The immune response of broilers does not develop fast enough to enable birds to fight off campylobacter present in the gut, scientists say.

In the first-ever study of functional immunity to campylobacter in chickens, research by the University of Liverpool found that antibodies play a key role in clearing the bacteria from the gut, reports Poultry World.

However, those antibodies fail to develop sufficiently during the lifespan of commercial broilers.

The research, funded by the UK’s Biotechnology and Biological Sciences Research Council, suggests that creating a vaccine that works by prompting an immune response would be ineffective.

Paul Wigley, from the university’s Institute of Infection and Global Health, said the study involved inhibiting the production of white blood cells in broiler chicks before introducing campylobacter when the birds were three weeks old.

Bacteria levels in the gut were monitored for the following nine weeks, with scientists discovering that an antibody-associated drop in bacteria only became apparent after seven weeks.

The results indicate that the immune response only begins to mature at about six weeks — too late for commercial poultry production, Wigley said.

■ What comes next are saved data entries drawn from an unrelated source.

PR #181, opened 2021-04-04
Add SRFI-25: Multi-dimensional Array Primitives

jpellegrini:
# SRFI-25 proposal

Hi @egallesio !
I have tried to make this one as efficient as possible, while keeping the code clean.
And I have implemented several extra procedures. See below...

## commit message

Also included are the following procedures from the array library
proposed by the SRFi author, Jussi Piitulainen:

```
;;; (array-shape arr)
;;; (array-length arr dim)
;;; (array-size arr)
;;; (array-equal? arr1 arr2)
;;; (shape-for-each shp proc [ind])
;;; (array-for-each-index arr proc [ind])
;;; (tabulate-array shp proc)
;;; (tabulate-array! shp proc ind)
;;; (array-map [shp] proc arr0 arr1 ...)
;;; (array-map! arr [shp] proc arr0 arr1 ...)
;;; (array->vector arr) (array->list arr)
```

And some others:

```
shared-array?
array-share-count
array-copy+share
```

## documentation

I did not document the SRFI procedures, but there are extra 
procedures that implementors usually add to the SRFI (they
are in the SRFI git repository, but not in the SRFI text).

I did document those, but I am not sure where they'll end up in
the documentation.

Also, how do I generate the documentation? It seems that `make`
is not enough.

## equal?

I have changed boolean.c, but it is not enough -- I'm not sure
where else to look.

PENDING: in bookean.c I didn't yet check array shape compatibility

## efficiency

I have tried as much as possible to make a fast
implementation -- however, there are lots of verifications
necessary for each element access. For example,
the element position may be specifed as arguments, as
elements in a vector, or as elements in an array.
This requires one more "if"...

## shared arrays

The SRFI requires it to be possible to share array 
elements through a procedure. Since our implementation
is in C, I have not used the reference code.

I have implmented an extra procedure, shared-array?,
which checks if an array is shared.

An array remembers if it points to some other array's data,
or if someone else points to its data. This is kept in a
counter, protected by a mutex.
The `shared-array?` and `share-array-count` procedures 
expose that to the user.

I did *not* implement a bookkeeping method to tell which
vectores share data with which ones, because it didn't
seem necessary, although it would be fun to imeplemnt.

## empty arrays and default values

The SRFI requires support for empty arrays (or at least
it is implied by the reference implementation and mailing
list archives). But the reference implementation is not
consistent, but I have adopter the same behavior:

* arrays are created with a default value, so
  (make-array (shape)) has a default value of #void
  
  (array-ref (make-array (shape)))  =>  #void
  
* from the reference implementation, from Kawa and Gauche,
  (shape) is an array of rank 2, but there are no indices that
  can be used on it, so referencing (shape) is an error:
  
  (array-ref (shape) i j) => out of bounds, no matter what i, j are!

* from the reference implementation:

 ` (define a (make-array (shape) -2))  ; empty array, default value -2`
  `(array-ref a) => -2`
  
  `(define b (make-array (shape 1 1) -2))  ; empty array, not referenceable:`
  `(array-ref b) => error`

  So...
  
## printing arrays

I uesd a somewhat simple representation,

```
stklos> (define a (array (shape 0 2 0 3 0 4)
                ;; (0 i j)
                -1  -2  -3  -4
                -5  -6  -7  -8
                -9 -10 -11 -12
                
                ;; (1 k j)
                -13 -14 -15 -16
                -17 -18 -19 -20
                -21 -22 -23 -24))

stklos> a
#3A((0 2 0 3 0 4)(-1 -2 -3 -4)(-5 -6 -7 -8)(-9 -10 -11 -12)(-13 -14 -15 -16)(-17 -18 -19 -20)(-21 -22 -23 -24))
```

I considered Kawa's system, but it's too complex. Maybe in the future...

When an array has a default value, it is shown:

```
stklos> (make-array (shape) 'whatever)
#0A(() whatever)
```

## EXTRA

(briefly mentioned in the commit message; expanded here)

Besides the reference implementation, there is an "array lib" in the SRFI
git repository. Different Schemes vary in what they implement of it.

```
;;; (array-shape arr)
;;; (array-length arr dim) 
;;; (array-size arr)
;;; (array-equal? arr1 arr2)
;;; (shape-for-each shp proc [ind])
;;; (array-for-each-index arr proc [ind])
;;; (tabulate-array shp proc)
;;; (tabulate-array! shp proc ind)
;;; (array-retabulate! arr shp proc [ind])
;;; (array-map [shp] proc arr0 arr1 ...)
;;; (array-map! arr [shp] proc arr0 arr1 ...)
;;; (array->vector arr) (array->list arr)
;;; (share-array/prefix arr k ...) (share-row arr k) (share-column arr k)
;;; (share-array/origin arr k ...) (share-array/origin arr ind)
;;; (array-append dim arr0 arr1 ...)
;;; (transpose arr dim ...)
;;; (share-nths arr dim n)
```

* Chicken and Larceny only implement what is in the SRFI document
* Kawa *only* implements `array-shape` and `array->vector`
* Gauche implements all *except* 
  `tablate-array!`
  `share-array/prefix`
  `share-array/origin`
  `array-append`
  `transpose`
  `share-nths`
* Racket implements all of them *except*
  `tabulate-array!`

We have the same as Gauche, plus `tabulate-array!`.

### DIFF
--- a/SUPPORTED-SRFIS
+++ b/SUPPORTED-SRFIS
@@ -34,6 +34,7 @@ implemented in latest version is available at https://stklos.net/srfi.html):
     - SRFI-18: Multithreading support
     - SRFI-22: Running Scheme Scripts on Unix
     - SRFI-23: Error reporting mechanism
+    - SRFI-25: Multi-dimensional Arrays
     - SRFI-26: Notation for Specializing Parameters without Currying
     - SRFI-27: Source of random bits
     - SRFI-28: Basic Format Strings
--- a/lib/Makefile.am
+++ b/lib/Makefile.am
@@ -90,6 +90,7 @@ SRC_STK = bigloo-support.stk  \
           srfi-13.stk         \
           srfi-14.stk         \
           srfi-17.stk         \
+          srfi-25.stk         \
           srfi-26.stk         \
           srfi-27.stk         \
           srfi-31.stk         \
@@ -143,7 +144,8 @@ SRC_STK = bigloo-support.stk  \
           tar.stk             \
           trace.stk
 
-SRC_C = srfi-133-impl.c \
+SRC_C = srfi-25-impl.c \
+        srfi-133-impl.c \
         srfi-170-impl.c \
         srfi-175-impl.c
 
@@ -172,6 +174,7 @@ scheme_OBJS = compfile.ostk     \
           srfi-13.ostk          \
           srfi-14.ostk          \
           srfi-17.ostk          \
+          srfi-25.ostk          \
           srfi-26.ostk          \
           srfi-27.ostk          \
           srfi-31.ostk          \
@@ -225,7 +228,8 @@ scheme_OBJS = compfile.ostk     \
           tar.ostk              \
           trace.ostk
 
-scheme_SOLIBS = srfi-133-impl.@SH_SUFFIX@ \
+scheme_SOLIBS = srfi-25-impl.@SH_SUFFIX@ \
+                srfi-133-impl.@SH_SUFFIX@ \
                 srfi-170-impl.@SH_SUFFIX@ \
                 srfi-175-impl.@SH_SUFFIX@ 
 
--- a/lib/describe.stk
+++ b/lib/describe.stk
@@ -57,6 +57,14 @@
      ((struct-type? x)  (format port "the type structure named ~A"
 				(struct-type-name x)))
      ((module? x)	(format port "a module named ~A" (module-name x)))
+
+     ;; for srfi-25. arrays are a native type, but 'array?' is only available
+     ;; when the SRFI is loaded.
+     ((and (provided? "srfi-25")
+           (array? x))            (format port "an array of rank ~A and size ~A"
+                                          (array-rank x)
+                                          (array-size x)))
+
      (else	  	(format port "an an instance of class ~A"
 				(class-name (class-of x)))))
   (format port ".~%")
--- a/lib/srfi-25-impl.c
+++ b/lib/srfi-25-impl.c
@@ -384,6 +384,7 @@ SCM STk_make_array(int rank, long *shape, SCM init)
                    sizeof(struct array_obj) +
                    sizeof(int) +                  /* shared */
                    sizeof(int*) +                 /* orig_share_count */
+                   ARRAY_MUTEX_SIZE +             /* share_cnt_lock */
                    sizeof(long) +                 /* size */
                    sizeof(long) +                 /* length */
                    sizeof(int) +                  /* rank */
@@ -403,6 +404,8 @@ SCM STk_make_array(int rank, long *shape, SCM init)
   s->rank             = rank;
   s->offset           = 0L;     /* will be updated, see below */
 
+  MUT_INIT(s->share_cnt_lock);
+  
   /* data begins right after the data pointer: */
   s->data_ptr = (SCM *)(&(s->data_ptr)) + 1;
 
@@ -840,6 +843,7 @@ DEFINE_PRIMITIVE("share-array", srfi_25_share_array, subr3, (SCM old_array, SCM 
                    sizeof(struct array_obj) +
                    sizeof(int) +                  /* shared */
                    sizeof(int*) +                 /* orig_share_count */
+                   ARRAY_MUTEX_SIZE +             /* share_cnt_lock */
                    sizeof(long) +                 /* size */
                    sizeof(long) +                 /* length */
                    sizeof(int) +                  /* rank */
@@ -848,6 +852,7 @@ DEFINE_PRIMITIVE("share-array", srfi_25_share_array, subr3, (SCM old_array, SCM 
                    sizeof(long*) +                /* multipliers */
                    sizeof(SCM*));                 /* data_ptr */
                    /* don't include data elements, we'll use the othre array's */
+
 
     /* multipliers */
     long *old_mult = ARRAY_MULTS(old_array);
@@ -879,6 +884,8 @@ DEFINE_PRIMITIVE("share-array", srfi_25_share_array, subr3, (SCM old_array, SCM 
     s->shape            = cshape;
     s->multipliers      = new_mult;
     s->data_ptr         = ARRAY_DATA(old_array);
+
+    MUT_INIT(s->share_cnt_lock);
 
     STk_register_finalizer(a, shared_array_dec_count);
 
@@ -987,6 +994,8 @@ DEFINE_PRIMITIVE("array-copy+share",srfi_25_array_copy_share,subr1,(SCM old_arra
     long total_size =
         sizeof(struct array_obj) +
         sizeof(int) +                  /* shared */
+        sizeof(int*) +                 /* orig_share_count */
+        ARRAY_MUTEX_SIZE +             /* share_cnt_lock */
         sizeof(long) +                 /* size */
         sizeof(long) +                 /* length */
         sizeof(int) +                  /* rank */
@@ -1003,6 +1012,8 @@ DEFINE_PRIMITIVE("array-copy+share",srfi_25_array_copy_share,subr1,(SCM old_arra
 
     memcpy(n,o, total_size);
 
+    MUT_INIT(n->share_cnt_lock);
+    
     /* If old_array was not share-created, then we copied its data vector,
        and nobody points to the new copy. We created a fresh, non-shared array. */
     if (*ARRAY_SHARE_COUNT(old_array) >= 0)  *ARRAY_SHARE_COUNT(new_array)=0;
--- a/lib/srfi-25-impl.c
+++ b/lib/srfi-25-impl.c
@@ -516,7 +516,7 @@ DEFINE_PRIMITIVE("make-array",srfi_25_make_array,subr12,(SCM shape, SCM obj))
 
 DEFINE_PRIMITIVE("shape",srfi_25_shape,vsubr,(int argc, SCM *argv))
 {
-  if (argc % 2) STk_error("bad array shape numracketber or args ~S", argc);
+  if (argc % 2) STk_error("odd number of arguments (~S) given for shape", argc);
 
   /* shape of a shape is 0 d 0 2 */
   long *meta_shape = STk_must_malloc(4*sizeof(long));
--- a/lib/srfi-25-impl.c
+++ b/lib/srfi-25-impl.c
@@ -543,7 +543,7 @@ DEFINE_PRIMITIVE("array", srfi_25_array, vsubr, (int argc, SCM *argv))
     if (argc < 1) STk_error("not enough arguments");
     
     SCM shape = *argv--;
-    if (!STk_srfi_25_shapep(shape)) STk_error("bad array shape ~S",shape);
+    if (STk_srfi_25_shapep(shape) == STk_false) STk_error("bad array shape ~S",shape);
     
     long *cshape = shapetoCshape(shape);
     long len = ARRAY_LENGTH(shape);
--- a/lib/srfi-25-impl.c
+++ b/lib/srfi-25-impl.c
@@ -513,7 +513,7 @@ DEFINE_PRIMITIVE("make-array",srfi_25_make_array,subr12,(SCM shape, SCM obj))
 
 DEFINE_PRIMITIVE("shape",srfi_25_shape,vsubr,(int argc, SCM *argv))
 {
-  if (argc % 2) STk_error("bad array shape nummber or args ~S", argc);
+  if (argc % 2) STk_error("bad array shape number or args ~S", argc);
 
   /* shape of a shape is 0 d 0 2 */
   long *meta_shape = STk_must_malloc(4*sizeof(long));
--- a/lib/srfi-25-impl.c
+++ b/lib/srfi-25-impl.c
@@ -513,7 +513,7 @@ DEFINE_PRIMITIVE("make-array",srfi_25_make_array,subr12,(SCM shape, SCM obj))
 
 DEFINE_PRIMITIVE("shape",srfi_25_shape,vsubr,(int argc, SCM *argv))
 {
-  if (argc % 2) STk_error("bad array shape number or args ~S", argc);
+  if (argc % 2) STk_error("bad array shape numracketber or args ~S", argc);
 
   /* shape of a shape is 0 d 0 2 */
   long *meta_shape = STk_must_malloc(4*sizeof(long));
@@ -637,7 +637,7 @@ DEFINE_PRIMITIVE("array-ref", srfi_25_array_ref,vsubr, (int argc, SCM *argv))
         index = get_index_from_array(array, *argv);
         
     } else STk_error("Index must be vector, array or sequence of integers");
-    
+
     return ARRAY_DATA(array)[index];
 }
 
@@ -897,7 +897,7 @@ DEFINE_PRIMITIVE("share-array", srfi_25_share_array, subr3, (SCM old_array, SCM 
  * (shared-array? array)
  *
  * Will return true when the array has its data shared with other
- * arrays.
+ * arrays, and false otherwise.
 doc>
  */
 DEFINE_PRIMITIVE("shared-array?",srfi_25_shared_arrayp,subr1,(SCM array))
@@ -914,8 +914,9 @@ DEFINE_PRIMITIVE("shared-array?",srfi_25_shared_arrayp,subr1,(SCM array))
  * elements through |(share-array array shape proc)|, and that were not
  * yet garbage collected.
  * Note that it may take a long time for an object to be garbage
- * collected automatically, but it is possible to force a garbage
- * collection pass with |gc|
+ * collected automatically. It is possible to force a garbage
+ * collection pass by calling |(gc)|, but even that does not guarantee that
+ * a specific object will be collected.
 doc>
  */
 DEFINE_PRIMITIVE("array-share-count",srfi_25_array_share_count,subr1,(SCM array))
@@ -1022,7 +1023,7 @@ DEFINE_PRIMITIVE("array-copy+share",srfi_25_array_copy_share,subr1,(SCM old_arra
  * This procedure will apply proc to all valid sequences of
  * indices in |shape|, in row-major order.
  *
- * If |index-object| is not provided, then proc must accept
+ * If |index-object| is not provided, then |proc| must accept
  * as many arguments as the number of dimensions that the shape
  * describes.
  * @lisp
@@ -1035,8 +1036,8 @@ DEFINE_PRIMITIVE("array-copy+share",srfi_25_array_copy_share,subr1,(SCM old_arra
  * [2 11]
  * @end lisp
  * If |index-object| is provided, it is used as a place to store the
- * indices, so proc must accept a vector (this is to avoid pushing
- * and popping too many values when calling proc).
+ * indices, so proc must accept either a vector or an array (this is to
+ * avoid pushing and popping too many values when calling |proc|).
  * |index-object|, when present, must be aither a vector or array.
  * @lisp
  * (let ((vec (make-vector 2 #f)))
@@ -1196,7 +1197,7 @@ DEFINE_PRIMITIVE("shape-for-each", srfi_25_shape_for_each, vsubr, (int argc, SCM
 
 static void print_array(SCM array, SCM port, int mode)
 {
-   /* This should probably use shape-for-each, but thta function expects us
+   /* This should probably use shape-for-each, but that function expects us
       to pass it a Scheme procedure to be called in each step, so I left this
       as a hard-coded loop (actually I first wrote this function then used its
       loop as a template for shape-for-each). -- jpellegrini */
--- a/lib/srfi-25-impl.c
+++ b/lib/srfi-25-impl.c
@@ -1216,15 +1216,9 @@ static void print_array(SCM array, SCM port, int mode)
    int rank = ARRAY_RANK(array);
 
    char buffer[100];
-   sprintf(buffer,"#%d",rank);
-   STk_puts(buffer, port);
-
-   /* if the array is shared, we prepend "S" */
-   if (ARRAY_SHARED(array)) STk_putc('S',port);
+   STk_puts("#,(array (",port);
 
    /* write the array shape */
-   STk_puts("A((",port);
-   
    for (int i =0; i< rank; i++) {
      sprintf(buffer,"%ld %ld",
              ARRAY_SHAPE(array)[2*i],    /* lower bound */
@@ -1232,7 +1226,7 @@ static void print_array(SCM array, SCM port, int mode)
      STk_puts(buffer, port);
      if (i != rank-1 ) STk_putc(' ', port);
    }
-   STk_puts(")", port);
+   STk_putc(')', port);
 
    /* now, the tricky part. we could easily just run through ARRAY_DATA(array),
       printing the elements and including ")(" to separate strides, however
@@ -1270,7 +1264,7 @@ static void print_array(SCM array, SCM port, int mode)
    if ( (rank==0) || empty) {
        /* Empty arrays may have a default value. We show it here. */
        if (ARRAY_DATA(array)[0]) {
-           STk_putc(' ', port);
+           STk_putc(' ',port);
            STk_print(ARRAY_DATA(array)[0], port, mode);
        }
    } else {
@@ -1278,12 +1272,7 @@ static void print_array(SCM array, SCM port, int mode)
        int updated = 1;
        while(updated) {
            updated = 0;
-           
-           /* last dimension index is the lowest. open parens */
-           if (INT_VAL(VECTOR_DATA(idx)[rank-1]) == ARRAY_SHAPE(array)[(rank-1)*2])
-               STk_putc('(', port);
-           
-           
+
            /* now we print one element: */
            SCM x = STk_srfi_25_array_ref(2, &args[1]);
            if (x)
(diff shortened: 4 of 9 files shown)


jpellegrini:
This felt like it was quite large, but The `.so` file is smaller than that of SRFI-170.  :)

```
$  ll -h lib/srfi-*-impl.so
-rwxr-xr-x 1 jeronimo jeronimo 36K Mar 15 14:37 lib/srfi-132-impl.so
-rwxr-xr-x 1 jeronimo jeronimo 23K Apr  4 00:34 lib/srfi-133-impl.so
-rwxr-xr-x 1 jeronimo jeronimo 61K Apr  4 00:34 lib/srfi-170-impl.so
-rwxr-xr-x 1 jeronimo jeronimo 38K Apr  4 00:34 lib/srfi-175-impl.so
-rwxr-xr-x 1 jeronimo jeronimo 29K Mar 16 21:13 lib/srfi-208-impl.so
-rwxr-xr-x 1 jeronimo jeronimo 45K Apr  4 19:52 lib/srfi-25-impl.so
```

jpellegrini:
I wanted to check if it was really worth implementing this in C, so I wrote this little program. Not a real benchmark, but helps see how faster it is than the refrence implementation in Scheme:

“Vaccines that focus on a cell-mediated immune response, or alternatively some way of speeding up the production of antibodies in broiler chickens, may offer more promising routes to controlling campylobacter.”

Wigley said it was unlikely campylobacter would ever be entirely removed from poultry, but he said it could be reduced the extent that chicken was no more contaminated than other sources of infection, such as red meat, pets or the environment.